# Energy Effeciency Programs



## robojoe (Mar 23, 2010)

I have a question I hope some can help me with. I am doing a lighting job in a small factory. Currently the factory has 400W and 1000W MH fixtures. We are changing them putting up 6 lamp T8 fixtures at 277V. The owner asked about government rebate programs and energy efficency tax programs. According to him the contractor has to fill out the paper work. Does anyone know anything about this?


----------



## william1978 (Sep 21, 2008)

I haven't heard a thing about that tax program. Are you using high output lamps?


----------



## NolaTigaBait (Oct 19, 2008)

I've briefly read about them. I want to say you get 1.80 a square foot for upgrading...Also, I think you need to get an approved auditor to go through and verify that you made the upgrade.


----------



## william1978 (Sep 21, 2008)

NolaTigaBait said:


> I've briefly read about them. I want to say you get 1.80 a square foot for upgrading...Also, I think you need to get an approved auditor to go through and verify that you made the upgrade.


 Do you know of a link or something where I could read up on that?


----------



## 10492 (Jan 4, 2010)

robojoe said:


> I have a question I hope some can help me with. I am doing a lighting job in a small factory. Currently the factory has 400W and 1000W MH fixtures. We are changing them putting up 6 lamp T8 fixtures at 277V. The owner asked about government rebate programs and energy efficency tax programs. According to him the contractor has to fill out the paper work. Does anyone know anything about this?


I have a plant who is doing this right now.

No, the contractor does not need to fill out paper work, in fact, no-one came out to verify the plant even had 400W MH's. 

The maint guy is doing the change out's, and they are trying to sell the MH's on Ebay.

No-one comes out to verify they change them to t-8's or T-5's at all either.

There is also nothing that says the plant has to destory their MH lights, so they are all sellling them on ebay and craigs list.

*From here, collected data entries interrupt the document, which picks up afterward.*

PR #1101, opened 2026-06-23
~BUG: support kubernetes/docker native signals

pgray:
```
support kubernetes/docker native SIGTERM
kubernetes/docker default to sigterm so support is better than
relying on any version of kubelet out there to respect the custom signal
this adds support for sigterm through the same pathway as ctrl_c/SIGINT
```

thanks for your consideration!

### DIFF
--- a/Dockerfile
+++ b/Dockerfile
@@ -24,5 +24,9 @@ COPY --from=builder /build/target/release/pgdog /usr/local/bin/pgdog
 COPY --from=builder /build/target/release/libpgdog_primary_only_tables.so /usr/lib/libpgdog_primary_only_tables.so
 
 WORKDIR /pgdog
+# PgDog drains gracefully on both SIGINT and SIGTERM, so the STOPSIGNAL value no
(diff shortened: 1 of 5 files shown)


levkk:
SIGTERM currently implements a not-so-graceful (aka immediate) shutdown, so this is a breaking change and also removes a somewhat important functionality: `SIGINT` is sent first, and `SIGTERM` is typically sent afterwards if PgDog is refusing to shut down (due to long transactions).

pgray:
that's what `SIGKILL` is for though, which docker and kubernetes will send eventually

[kubernetes docs](https://kubernetes.io/docs/concepts/workloads/pods/pod-lifecycle/#pod-termination)

levkk:
Interesting. Still, I kind of don't want to introduce a breaking change and I'm also confused why `STOPSIGNAL` which we configure in our `Dockerfile` isn't working for you. Could you clarify why this change is needed?

pgray:
ok, I'll try to sort it out in the helm chart and see if there's anything to contribute back. thanks for your time.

Seems like a backwards plan, one plant upgrades to save money, and sells the energy hogs to someone else. It doesn't seem logical to me at all.


----------



## NolaTigaBait (Oct 19, 2008)

william1978 said:


> Do you know of a link or something where I could read up on that?


http://www.advance.philips.com/content.aspx?id=81


----------



## drsparky (Nov 13, 2008)

I called around about changing lights in my new employers building. The electrical supply house had a salesman that worked Efficiency Maine program in our state. He came by and did an audit and sent us the time for payback figures, ordered all the lights and switches and did the paperwork with the state for the rebates and grants. The new ballasts, fixtures and motion sensitive switches will be payed for in less than a year. Check with your local supply house, I am sure all states have some type of program.


----------



## John (Jan 22, 2007)

robojoe said:


> I have a question I hope some can help me with. I am doing a lighting job in a small factory. Currently the factory has 400W and 1000W MH fixtures. We are changing them putting up 6 lamp T8 fixtures at 277V. The owner asked about government rebate programs and energy efficency tax programs. According to him the contractor has to fill out the paper work. Does anyone know anything about this?

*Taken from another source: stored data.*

PR #1102, opened 2026-06-23
Begin porting the codebase to use the new parser

sgrif:
This is the first in a series of (hopefully smaller from this point)
commits that port the codebase over to use the new parser. The function
this commit focuses on is StatementParser::run_walk.

This commit leaks *way* outside that function, since it required most of
the glue code to pass the new AST around. The parsed AST must live at
the cache layer, since `pg_raw_parse::ParseResult` is what holds the
`MemoryContext`, and all nodes contain a lifetime referring to that
struct.

We're doing a funky thing where we parse once at the same time as the
old parser runs, but then later we unparse and reparse and start passing
that around. The reason for this is that the rewriter hasn't been ported
yet, so it only operates on the old parser's AST. If we didn't
deparse/reparse at that point, code after that which gets ported would
be based on the untransformed query.

The actual porting code is relatively straightforward. It's mostly 1:1
changes with fewer layers of indirection, but I did clean up some edge
cases in advisory locks while I was at it. The new code can handle
advisory locks coming from values clauses without an explicit column
name given, and also correctly handles completely silly cases where the
advisory lock comes form a subselect.

These edge cases are unlikely to ever show up in the wild, but it's
imporant that if we ever do encounter them, we do something sensible
instead of silently doing the wrong thing. And handling the tricky edge
cases also gave me an opportunity to stress test the capability of the
new parser's AST walking API.

### DIFF
--- a/pgdog/src/frontend/router/parser/cache/ast.rs
+++ b/pgdog/src/frontend/router/parser/cache/ast.rs
@@ -38,6 +38,9 @@ pub struct Ast {
 pub struct AstInner {
     /// Cached AST.
     pub ast: ParseResult,
+    // FIXME(sage): Rename to ast when parser port is done
+    #[cfg(feature = "new_parser")]
+    pub new_ast: pg_raw_parse::ParseResult,
     /// AST stats.
     pub stats: Mutex<Stats>,
     /// Rewrite plan.
@@ -52,6 +55,8 @@ impl AstInner {
     /// Create new AST record, with no rewrite or comment routing.
     pub fn new(ast: ParseResult) -> Self {
         Self {
+            #[cfg(feature = "new_parser")]
+            new_ast: pg_raw_parse::parse(&ast.deparse().unwrap()).unwrap(),
             ast,
             stats: Mutex::new(Stats::new()),
             rewrite_plan: RewritePlan::default(),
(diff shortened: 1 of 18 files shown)


pgdog/src/frontend/router/parser/cache/ast.rs
```diff
@@ -123,6 +128,8 @@ impl Ast {
             query_parser_engine: schema.query_parser_engine,
             inner: Arc::new(AstInner {
                 stats: Mutex::new(stats),
+                #[cfg(feature = "new_parser")]
```
levkk, line 135: 🙈

levkk:
Uber cool

pgdog/src/frontend/router/parser/cache/ast.rs
levkk: Maybe call it somewhere higher in the stack. Deparse is pretty expensive - totally fine to keep around for testing, etc.

sgrif: As I mentioned in the commit message, I can't do it earlier since that would lead to the code running without the rewriter operating on it. This is a temporary measure to allow me to parse individual functions without having to port the whole codebase at once. I do not intend for deparse/reparse to ever make it into prod

levkk:
image

sgrif:
This is a nasty diff. It's 99% glue code. The only meaningful code changes happen in pgdog/src/frontend/router/parser/statement.rs

levkk:
image

levkk (approved):
Image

Vermont will give you a rebate of $50.00 per fixture. I am not sure about the state you live in.

http://www.efficiencyvermont.com/stella/filelib/2010_LightingRebateApplication_FINAL.pdf


----------



## william1978 (Sep 21, 2008)

NolaTigaBait said:


> http://www.advance.philips.com/content.aspx?id=81


 Thanks NolaTigaBait.:thumbsup:


----------



## NolaTigaBait (Oct 19, 2008)

That's just federal tax decuctions. There are all kinds of ways to sell these jobs. My poco will come ot and do an energy audit and will give x amount of $$$ for every 1000 watts saved.


----------



## Electric_Light (Apr 6, 2010)

The strictness of compliance verification depends on where you are, so what holds true in Pennsylvania state in a county of whatever doesn't necessarily hold true elsewhere.


----------



## jmole (Apr 28, 2010)

I'm in Southern California. I haven't heard of a tax program, but there are rebate programs through the local electric utility provider...Southern California Edison. As a contractor, you have the option to fill out the forms and submit for the rebate on the customer's behalf. The two programs are Express Solutions and Custom Solutions. There may be something similar in your area.


----------



## Electric_Light (Apr 6, 2010)

It's the owner who receives all the incentives. 

If you buy a car from some dude on CL, you have to do all the paperwork. If you buy it from a dealer they do it for you.

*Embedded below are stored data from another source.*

PR #1105, opened 2026-06-25
Update `StatementParser::run_walk` to not recurse twice

sgrif:
I changed the behavior of the parser to not pass the root node to the callback. I found recursing based on pointer equality to be too painful as I work on porting the routing functions.

As a side effect, this should be more efficient. We did a full AST walk of each subselect looking for advisory locks, and then walked it again looking for tables. With this change they're now a single walk, and the code should be easier to follow


levkk (approved):
fancy!

PR #1106, opened 2026-06-26
refactor(api): rework of async tasks

meskill:
Rework of AsyncTasks used for running tasks for replication, resharding etc.:

- define new architecture for AsyncTasks in src/api to define generic way to manage such tasks
- specify new tasks in api that now the single source of truth for cli and admin commands, migrate cli and admin commands to api tasks
- allow tasks to run in hierarchy which makes the relation explicit and manageable from the tasks storage
- introduce lifecycle and inner states for tasks to easier track its progress through logs and SHOW TASKS
- the generic way to gracefully cancel the tasks and subtasks through shared CancellationToken
- handle errors and panics for running tasks and track this status with the error
- add tracing to track the task related logs and their relations
- update the output of SHOW_TASKS to show more info and to show historic info about finished/failed tasks.
- fix some issues with the cancellation of some tasks when they were using tokio::spawn and these tasks were continue to run after stop
- fix the issue with stopping multiple replications running when `notify.notify_one()` was used and only one stream was actually stopped instead of all of them
- fix the config cutover when the database_name was not provided (caused the wrong connection)
- add integration tests for admin commands

Screenshot 2026-06-26 160007
Screenshot 2026-06-26 160039
Screenshot 2026-06-26 162830
Screenshot 2026-06-26 163039


levkk (approved):
Image

sgrif:
image

☠️

PR #1111, opened 2026-06-26
Port Value::try_from to the new parser

sgrif:
This port diverges from the old implementation in that it doesn't try to stick any int looking ConstValue::String into an integer, as there wasn't any clear reason for us to be doing so.


levkk (approved):
True true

Local energy incentives require in depth studying of specific programs, so being on top of the thing on knowledge and procedure makes you more competitive to your competitors.


----------



## Lighting Retro (Aug 1, 2009)

robojoe said:


> I have a question I hope some can help me with. I am doing a lighting job in a small factory. Currently the factory has 400W and 1000W MH fixtures. We are changing them putting up 6 lamp T8 fixtures at 277V. The owner asked about government rebate programs and energy efficency tax programs. According to him the contractor has to fill out the paper work. Does anyone know anything about this?


A couple of things:

6 lamp T8 with High Output Ballast is a good replacement for the 400W fixtures. In some cases you can change ballasts for similar results, but with the HO T8 ballast you will have superior light at 216 watts. 

For 1000W replacements, you will usually use a 6 or 8 lamp T5 HO fixtures. There are a few factors that go into the choice. 

The deduction spoken of is the EPACT deduction. For energy efficient lighting that meets the standard, you can get a $0.60 per square foot tax deduction for either the building owner or the lessee. This is a NICE tax deduction, and should be considered when factoring ROI scenarios. 

The trick on EPACT is that you have to have a 179D form filled out, and although the language is a bit ambiguous, you cannot certify your own work. You will want to use a company to create that paperwork for you. A sample company that is doing a report for us now is 

Green Construction Deduction
561-662-9327
David Diaz

Before fixtures don't matter for EPACT, only after fixtures, watts per sq ft, and the almighty bi-level switching. 

THIS IS POTENTIALLY HUGE FOR SOME OF YOU. If you are doing work for a government entity, and they cannot take the deduction since they are non profit, the designing party can take the deduction.  Add that up, and you'll see what I mean. Expect to pay anywhere from $0.015 to $0.04 per square foot for the report. It requires a site visit to verify measures in place, take measurements, etc. 

As far as government rebates, they don't exist. All rebate programs are done on the local utility company level. You'll need to research that with the local utility company, and they will require pre and post inspections. If you touch it before they come out, you don't qualify. Hope that helps. :thumbsup:


----------